*GIVEN RECORDS*
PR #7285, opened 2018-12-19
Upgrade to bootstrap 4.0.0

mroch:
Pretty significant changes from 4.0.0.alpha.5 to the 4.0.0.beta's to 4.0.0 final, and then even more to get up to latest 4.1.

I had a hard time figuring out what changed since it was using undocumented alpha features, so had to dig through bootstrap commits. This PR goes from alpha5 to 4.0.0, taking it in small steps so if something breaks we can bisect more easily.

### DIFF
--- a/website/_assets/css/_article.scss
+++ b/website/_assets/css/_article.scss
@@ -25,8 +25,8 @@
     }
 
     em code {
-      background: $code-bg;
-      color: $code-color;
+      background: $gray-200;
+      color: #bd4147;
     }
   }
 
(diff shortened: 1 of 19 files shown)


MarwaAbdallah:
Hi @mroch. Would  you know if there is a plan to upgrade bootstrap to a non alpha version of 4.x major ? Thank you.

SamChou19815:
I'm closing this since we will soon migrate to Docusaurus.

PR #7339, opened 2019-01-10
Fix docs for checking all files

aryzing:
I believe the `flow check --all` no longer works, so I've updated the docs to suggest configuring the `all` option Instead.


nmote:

==

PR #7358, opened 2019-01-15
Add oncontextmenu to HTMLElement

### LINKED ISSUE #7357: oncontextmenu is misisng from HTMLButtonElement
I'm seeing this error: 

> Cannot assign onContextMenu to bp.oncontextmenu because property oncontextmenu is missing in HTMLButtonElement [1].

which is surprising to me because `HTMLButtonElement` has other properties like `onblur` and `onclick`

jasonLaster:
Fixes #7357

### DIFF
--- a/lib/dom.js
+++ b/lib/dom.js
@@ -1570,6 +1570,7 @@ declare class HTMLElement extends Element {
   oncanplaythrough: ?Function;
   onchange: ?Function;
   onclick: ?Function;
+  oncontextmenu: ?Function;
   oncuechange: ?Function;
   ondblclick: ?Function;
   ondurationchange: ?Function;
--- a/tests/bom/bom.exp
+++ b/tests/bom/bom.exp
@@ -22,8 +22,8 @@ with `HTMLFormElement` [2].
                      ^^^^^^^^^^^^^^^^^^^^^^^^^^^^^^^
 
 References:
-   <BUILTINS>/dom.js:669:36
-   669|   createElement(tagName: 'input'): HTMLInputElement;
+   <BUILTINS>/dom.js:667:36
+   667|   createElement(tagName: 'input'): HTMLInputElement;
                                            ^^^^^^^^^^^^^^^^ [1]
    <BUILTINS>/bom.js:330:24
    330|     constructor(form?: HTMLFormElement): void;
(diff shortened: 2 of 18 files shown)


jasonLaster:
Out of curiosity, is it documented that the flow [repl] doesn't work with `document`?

*EXERCISE*
Would you please copy, word for word, everything above from the line containing "constructor(form?: HTMLFormElement): void;" down to the line containing "Out of curiosity, is", those two lines included?

*EXERCISE ANSWER*
    330|     constructor(form?: HTMLFormElement): void;
(diff shortened: 2 of 18 files shown)


jasonLaster:
Out of curiosity, is it documented that the flow [repl] doesn't work with `document`?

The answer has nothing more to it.